For the purposes of applicable data-protection law, brokers are the data controllers for their merchant relationships and ScrublyIQ acts as a data processor on the broker’s behalf. Brokers are responsible for obtaining merchant consent and any underlying legal basis before uploading merchant financial documents, and for responding to merchant requests regarding access, correction, or deletion of their data. ScrublyIQ will assist with such requests when asked by the broker of record.

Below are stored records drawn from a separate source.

PR #762, opened 2020-04-09
Fix rpc_test for macOS

HustonMmmavr:
I didn't forget about

- [x] Tests
- [x] Changelog
- [x] Documentation

### DIFF
--- a/test/integration/rpc_test.lua
+++ b/test/integration/rpc_test.lua
@@ -169,11 +169,13 @@ function g.test_routing()
         'myrole', 'void', nil,
         {uri = 'localhost:0'}
     )
-    t.assert_covers({
-        ['"localhost:0": ' .. errno.strerror(errno.ECONNREFUSED)] = true,
-        ['"localhost:0": ' .. errno.strerror(errno.ENETUNREACH)] = true,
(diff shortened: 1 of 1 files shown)


test/integration/rpc_test.lua
```diff
@@ -169,11 +169,13 @@ function g.test_routing()
         'myrole', 'void', nil,
         {uri = 'localhost:0'}
     )
-    t.assert_covers({
-        ['"localhost:0": ' .. errno.strerror(errno.ECONNREFUSED)] = true,
-        ['"localhost:0": ' .. errno.strerror(errno.ENETUNREACH)] = true,
-    }, {[err.err] = true})
-    t.assert_equals(err.class_name, 'NetboxConnectError')
+    t.assert_items_include(
```
olegrok, line 172: I think it should be done in a different way. 

Please don't use nonexistent ports. Simply you could apply this solution - https://github.com/tarantool/cartridge/pull/696/files#diff-3b3a548c9aeec5e1b0b31b02c38cc44aR160 

Or another way it could be two test. One with ":3303" - allowed port and ":0" - nonexistent ports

8. Data Retention and Deletion

• Uploaded PDFs are auto-deleted 3 days after upload by a scheduled retention job.
• Analysis results are deleted when a broker closes their account or on explicit request.
• Brokers may request deletion of specific analyses, their entire account, or any broker-level data at any time by emailing support@scrublyiq.com.
• Encrypted nightly backups are purged on the 90-day rolling cycle. A deletion request is reflected in backups within that window.
• Audit logs (authentication, admin actions, security events) are retained longer for security and compliance purposes and are kept separate from merchant financial data.

9. Security

• AES-256-GCM encryption for merchant PII at rest at the application layer.
• TLS 1.2+ for all data in transit; HSTS enforced.
• Authentication handled by Clerk (SOC 2 Type II certified) with multi-factor authentication available.
• Rate limiting on every API endpoint via Upstash Redis.
• Row-level security on database tables; all access scoped to the authenticated user or organization.
• Comprehensive audit logging for authentication, admin actions, and data access.
• Regular internal security reviews. Vulnerability reports may be sent to security@scrublyiq.com; we acknowledge within 48 hours.

10. GLBA Compliance

ScrublyIQ operates as a financial-services technology platform and treats merchant financial data as "nonpublic personal information" under the Gramm-Leach-Bliley Act (GLBA). Our written information security program aligns with the GLBA Safeguards Rule (16 CFR Part 314), including risk assessment, access controls, encryption at rest and in transit, secure development practices, vendor-management review of subprocessors, incident-response procedures, and an annual review of the program. A designated qualified individual oversees the program. Suspected security incidents are triaged under that program and disclosed to affected brokers as required.